Issue #28, opened 2017-10-27
include tag behavior


jeremycook:
The `include` tag only writes the contents of the included file, but does not parse the file. This varies from [Shopify's include tag implementation](http://www.rubydoc.info/github/Shopify/liquid/Liquid/Include). The `with` and `for` syntax are also not supported at this time.

At a minimum should Fluid render the contents of the included file using the existing context?

sebastienros:
All should be handled "at a minimum". If you feel like you could help, then please do so.

jeremycook:
@sebastienros The variables I have access to are `Expression path` from the `public IncludeStatement(Expression path)` constructor, and `TextWriter writer`, `TextEncoder encoder`, `TemplateContext context` via `WriteToAsync` method. It seems to me that I need an `IFluidParser` and a `IFluidTemplate` when `WriteToAsync` is called so that I can render the contents of the include file at that time. Passing these through the constructor seems wrong. So the other option is to pass it as part of the call to `WriteToAsync`.

How should I go about making an `IFluidParser` and a `IFluidTemplate` available to the `WriteToAsync` method? Or would you recommend a different approach?

sebastienros:
We might just be able to provide the parser in the ambient value property, globally, so any filter can use it if necessary.

PR #29, opened 2017-10-27
Render include file contents

jeremycook:
#28 
I registered the ambient values locally. I wasn't sure how to do it globally.

### DIFF
--- a/Fluid.MvcViewEngine/FluidRendering.cs
+++ b/Fluid.MvcViewEngine/FluidRendering.cs
@@ -23,6 +23,7 @@ namespace FluidMvcViewEngine
     {
         private const string ViewStartFilename = "_ViewStart.liquid";
         public const string ViewPath = "ViewPath";
+        private static readonly Func<IFluidTemplate> FluidTemplateFactory = () => new FluidViewTemplate();
 
         static FluidRendering()
         {
@@ -61,7 +62,7 @@ namespace FluidMvcViewEngine
             context.AmbientValues[ViewPath] = path;
             context.AmbientValues.Add("Sections", new Dictionary<string, IList<Statement>>());
             context.AmbientValues[IncludeStatement.FluidParserFactoryKey] = FluidViewTemplate.Factory;
-            context.AmbientValues[IncludeStatement.FluidTemplateKey] = new FluidViewTemplate();
+            context.AmbientValues[IncludeStatement.FluidTemplateFactoryKey] = FluidTemplateFactory;
             context.FileProvider = new FileProviderMapper(fileProvider, "Views");
 
             var body = await template.RenderAsync(context);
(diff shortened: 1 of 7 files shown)


Fluid.Tests/IncludeStatementTests.cs
```diff
@@ -50,6 +50,8 @@ public class IncludeStatementTests
             {
                 FileProvider = new TestFileProvider("Partials")
             };
+            context.AmbientValues["FluidParser"] = FluidTemplate.Factory.CreateParser();
```
sebastienros: Pass the factory only, and create the parser when necessary in the filter

jeremycook: Ok, I made this change. Hopefully it is what you are expecting.

Fluid/Ast/IncludeStatement.cs
```diff
@@ -31,15 +34,37 @@ public IncludeStatement(Expression path)
...
+                throw new ArgumentException($"The '{FluidParserFactoryKey}' key was not present in the AmbientValues dictionary.", nameof(context));
+            }
+            if (!context.AmbientValues.ContainsKey(FluidTemplateKey))
+            {
+                throw new ArgumentException($"The '{FluidTemplateKey}' key was not present in the AmbientValues dictionary.", nameof(context));
+            }
+
+            FluidParserFactory factory = (FluidParserFactory)context.AmbientValues[FluidParserFactoryKey];
+            IFluidParser parser = factory.CreateParser();
+            IFluidTemplate template = (IFluidTemplate)context.AmbientValues[FluidTemplateKey];
```
sebastienros: Can't it be created from the factory? Even if we need to add something to the factory?

jeremycook: The template isn't available from the parser factory.

sebastienros: Then just put the type in the `context.AmbientValues[FluidTemplateKey]` and call Activator.CreateInstance when you need the template instance. The goal is to prevent the template allocation everytime a filter is used.

sebastienros: And also because if you call include multiple times you want a new template instance every time.

jeremycook: My latest commit uses parser and template factories from ambient values if they are present, otherwise it uses what seems like sane defaults. So nothing is "globally" configurable per-se. I set the ambient values in the MVC renderer, but do not set them or need to in the tests.

jeremycook:
@sebastienros  Are you going to squash this? I can reduce it to one commit if you like. (I don't have too much experience contributing like this on GitHub. So I don't know what's preferred.)

hishamco:
@jeremycook the commits will be one before merge automatically

Fluid.MvcViewEngine/FluidRendering.cs
```diff
@@ -71,17 +74,18 @@ static FluidRendering()
...
                 var layoutTemplate = ParseLiquidFile((string)layoutPath, fileProvider, false);
 
-                return await layoutTemplate.RenderAsync(context); 
+                return await layoutTemplate.RenderAsync(context);
             }
 
             return body;
         }
 
+
```
hishamco: Remove the extra line

hishamco:
It would be nice if you add a unit tests too

sebastienros:
Next task is to implement `for` and `with`.

@hishamco sorry, I didn't let you the time to comment

hishamco:
no problem @sebastienros

Fluid.MvcViewEngine/FluidRendering.cs
jeremycook: I did this as part of a follow up commit. Thanks for taking a look.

#####

_TASK INSTRUCTIONS_. For each line above that includes the word "layoutTemplate", make a copy of that line.

_ANSWER TO THE EXERCISE_.
                 var layoutTemplate = ParseLiquidFile((string)layoutPath, fileProvider, false);
-                return await layoutTemplate.RenderAsync(context); 
+                return await layoutTemplate.RenderAsync(context);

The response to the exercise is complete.